Pfsense 2.3.2 Https Filtreleme

asaracoglu

Merhaba arkadaşlar;
Pfsense 2.3.2 versiyonunu kullanıyorum. squid 3 ve squidguard ile transparent modda filtreleme işlemi yapıyorum. http filtreleme ile ilgili hiçbir problemim yok squidguard tarafında gruplar oluşturarak kim hangi siteye girebilir kim hangi siteye giremez ve hatta kimler internete hiç giremez gibi ip bazında filtreleme işlemi yapıyorum. youtube facebook gibi https siteleri ise kural oluşturarak engelliyorum. buraya kadar herşey normal. fakat ben istiyorum ki ister transparent modda olsun isterse non transparent modda (hangisi kolay olacaksa artık) hem http hemde https istekleri squid ve squidguard üzerinden geçsin ve ben her geçen gün sayısı artan yasaklamam gereken https siteler için kural oluşturmayayım. kısacası squidteki https filtreleme işlemini nasıl aktif hale getirebilirim. birçok şey denedim ama başarılı olamadım yardımlarınızı bekliyorum.şimdiden teşekkür ederim.

tcjackal

merhaba,
squid üzerinde ssl filter / bump'ı aktif edip, oluşturduğunuz sertifikayı kullanıcılarınıza dağıtmanız yeterli.
portal ve arama motorlarında konu hakkında kaynak bulabilirsiniz.

asaracoglu

9@tcjackal:

merhaba,
squid üzerinde ssl filter / bump'ı aktif edip, oluşturduğunuz sertifikayı kullanıcılarınıza dağıtmanız yeterli.
portal ve arama motorlarında konu hakkında kaynak bulabilirsiniz.

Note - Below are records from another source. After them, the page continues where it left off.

PR #1567, opened 2024-08-27
Remove points: reducer

nicolecomputer:
## Summary:
This adds a reducer action for removing points

Issue: LEMS-2280

## Test plan:
- Run the tests

PR #1570, opened 2024-08-28
Remove unlimited points via keyboard

nicolecomputer:
## Summary:

https://github.com/user-attachments/assets/118cb3dc-4afe-4371-946b-f401b17c09e2

Remove unlimited points via keyboard.

- A point can be removed by hitting delete
- After a point is deleted the graph is focused

Issue: https://khanacademy.atlassian.net/browse/LEMS-2280

## Test plan:
- Run the tests
- Everything should pass


nicolecomputer:
The parent pull-request ([#1567](https://github.com/Khan/perseus/pull/1567)) has been merged into `main`, but this branch (`new/remove-points-keyboard`) now has conflicts with the new base branch. These conflicts must be resolved before checks can complete on this pull-request.

packages/perseus/src/widgets/interactive-graphs/mafs-graph.tsx
```diff
@@ -77,16 +80,24 @@ export const MafsGraph = (props: MafsGraphProps) => {
...
+                        height,
+                    }}
+                    onKeyUp={(event) => {
+                        if (event.key === "Backspace") {
+                            dispatch(actions.global.deleteIntent());
+                            graphRef.current?.focus();
+                        }
                     }}
+                    ref={graphRef}
+                    tabIndex={0}
```
benchristel, line 100: Should the graph be focusable with the tab key? If we want it to be programmatically focusable but not tabbable, we could set `tabIndex={-1}`. ([MDN docs](https://developer.mozilla.org/en-US/docs/Web/HTML/Global_attributes/tabindex))

packages/perseus/src/widgets/interactive-graphs/mafs-graph.tsx
```diff
@@ -77,16 +80,24 @@ export const MafsGraph = (props: MafsGraphProps) => {
...
                         pointerEvents: props.static ? "none" : "auto",
                         userSelect: "none",
+                        width,
+                        height,
+                    }}
+                    onKeyUp={(event) => {
+                        if (event.key === "Backspace") {
+                            dispatch(actions.global.deleteIntent());
+                            graphRef.current?.focus();
+                        }
```
benchristel, line 97: I'm still a little confused about why we have to handle this event on the graph component rather than on the point itself. I tried adding an `onKeyDown` handler to the `g[data-testid='movable-point']` element and it works in both Edge and Safari. The focused point's event handler is fired when you press a key.

The advantage of putting the event handler on the point would be that we wouldn't have to keep track of which point is focused in the useReducer state.

Am I missing something?

benchristel (commented):
The code looks good, and I love the way it works. But I'm wondering if there's a simpler way to accomplish this (with no added reducer state). I left comments inline.

packages/perseus/src/widgets/interactive-graphs/mafs-graph.tsx
nicolecomputer: @mark-fitzgerald and @nishasy thought it should be 0 because we expect it to be tab-able. Nisha has future work that uses that!

packages/perseus/src/widgets/interactive-graphs/mafs-graph.tsx
nicolecomputer: I'm definitely open to changing it but there are a couple of things I like:

1. This lets us add a delete intent to other kinds of graphs with no fuss. I think we'll use that for unlimited polygon (but that's a gut feeling).
2. This makes it natural to add other keyboard shortcuts and gives a natural place for them to live
3. I think I need to know the selected point regardless of this change. After a point is added we want to focus on the newly added point. So as a learner I tab to the "Add point" button, hit space, the point is selected and I can manipulate it with my keyboard. I think that means we'll need to keep track of the selected point so that after the add button is activated we select the right thing.

benchristel (approved):
LGTM!

PR #1571, opened 2024-08-28
The final 'Upload Coverage' step doesn't need local source or node_modules

jeremywiebe:
## Summary:

I noticed this last step in our CI runs takes a bit of time for what amounts to downloading 2 files and then uploading them to Codecov. 

This action uses only other Github shared actions and so it doesn't need to checkout the source or install node_modules. This should speed up this last step in our CI runs somewhat. 

Issue: "none"

## Test plan:

I'll need to land this and then watch the next PR that runs this action.


handeyeco (approved):
Nice!

PR #1576, opened 2024-08-29
PhET widget: testing Github actions

jeremywiebe:
## Summary:

This PR is just to kick off the Github Actions to make sure the latest changes work. We can land still review and land this PR as it removes some lint suppressions that we shouldn't be using in modern React/Perseus code. 

The changes are all just code moving around based on ESLint rules. 

Issue: "none"

## Test plan:


packages/perseus/src/widgets/phet-simulation.tsx
```diff
@@ -1,4 +1,3 @@
-/* eslint-disable react/forbid-prop-types, react/sort-comp */
```
aemandine, line 1: Nice! Thank you for getting rid of this lint suppression!

aemandine (approved):
LGTM!

PR #1577, opened 2024-08-29
Remove mock/test widgets

handeyeco:
## Summary:

I don't see the point of having a bunch of test widgets when we could just use real widgets in tests.

Open to push back.


.changeset/plenty-crews-wink.md
```diff
@@ -0,0 +1,6 @@
+---
+"@khanacademy/perseus": major
+"@khanacademy/perseus-editor": major
+---
+
+Remove mock widgets and their editors
```
jeremywiebe, line 6: Maybe refer to "example" instead of "mock" as the mocks were really only for unit tests, right? 

```suggestion
Remove example widgets and their editors
```

packages/perseus/src/__tests__/server-item-renderer.test.tsx
```diff
@@ -288,16 +288,22 @@ describe("server item renderer", () => {
         // render tree created.
         // Finally we re-render and poke the asset status to loaded. At that
         // everything is loaded.
+        //
+        // TODO: is it possible to use an existing widget to test the same logic?
```
jeremywiebe, line 292: **thought**: I think this mocked asset loading widget might be one we want to keep.  The `image` widget would be a widget that hooks into the asset loading context, but it may be tricky to assert that the ServerItemRenderer does the right thing using the implementation of a production widget, and not risk regression. 

The implementation of that widget is extremely small. Also, I wonder if we could eliminate all the `@ts-expect-error` suppressions by simply adding the mock widget to the list of widgets, but mark it as `hidden: true`. Maybe that's a net negative though. 

What do you think?

jeremywiebe (approved):
I'm definitely in favour of removing the example widgets, but I wonder if we want to keep the two mock widgets (or at least asset loading one) that are used in some of the tests. If we tie these tests to real widgets, we run the (possibly low) risk of breaking unrelated tests if we change the widget.

packages/perseus/src/__tests__/server-item-renderer.test.tsx
handeyeco: I came to the same conclusion as you: keep the widget. I chose to mark it as deprecated though so that people would at least be hesitant to use it (I personally think we should bias towards using real widgets when possible); that meant that I had to suppress "no deprecated" errors when using it.

I'd be fine removing the TODOs and deprecated stuff if you think that's best.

ilginiz için çok teşekkür ederim. portal üzerinde ve arama motorlarında çok arama yaptım ve bulduğum anlatımlar genelde 2.1.3 ve öncesi versiyonlar için anlatımlar bazı menülerde 2.3.2 ile ve squid3 ile uyuşmuyor takılıp kalıyorum. 30 adet bilgisayarım var ve bu bilgisayarların hepsine dün proxy olarak pfsense makinasının ip sini ve 3128 olan port numarasını ekledim. pfsense tarafında da transparetn proxy i kapadım (açıkkende denemiştim) istedim ki proxy adresini yazmadığım hiçbir bilgisayar internete çıkamasın maalesef ki çıktı. sonra default olarak gelen lan dan wan a olan tüm istekleri açık bırakan kuralı devre dışı bıraktım ve bu istekleri proxye yönlendiren bir kural oluşturdum. istediğim oldu proxy adresi olmayan bilgisayarlar internete giremedi fakat bu seferde outlook lar hata verdi. onlar içinde 587 ve 110 nolu portlara ayrı bir kural oluşturdum. outlokta düzeldi. sonrasında bir baktımki bütün kısıtlamalarım devre dışı kalmış herkes her siteye girebiliyor. iyice çorba etmeden elimdeki son yedekten geri yükledim. kendi başıma bu işi yapamayacağıma ve güncel versiyonlar üzerine yazılmış bir doküman bulmadan da olmayacağına karar verdim. pfsense foruma medet dedim :). umarım bu işi yapan ve yaptığı işi resimli bir doküman haline getirip paylaşabilecek vakti ve zamanı olan bir arkadaş olur. ben ve benim gibi acemilere yol gösterir.
tekrardan çok teşekkür ediyorum.

abg

Transparent mode will filter SSL (port 443) if you enable man-in-the-middle options below.
In order to proxy both HTTP and HTTPS protocols without intercepting SSL connections, configure WPAD/PAC options on your DNS/DHCP servers.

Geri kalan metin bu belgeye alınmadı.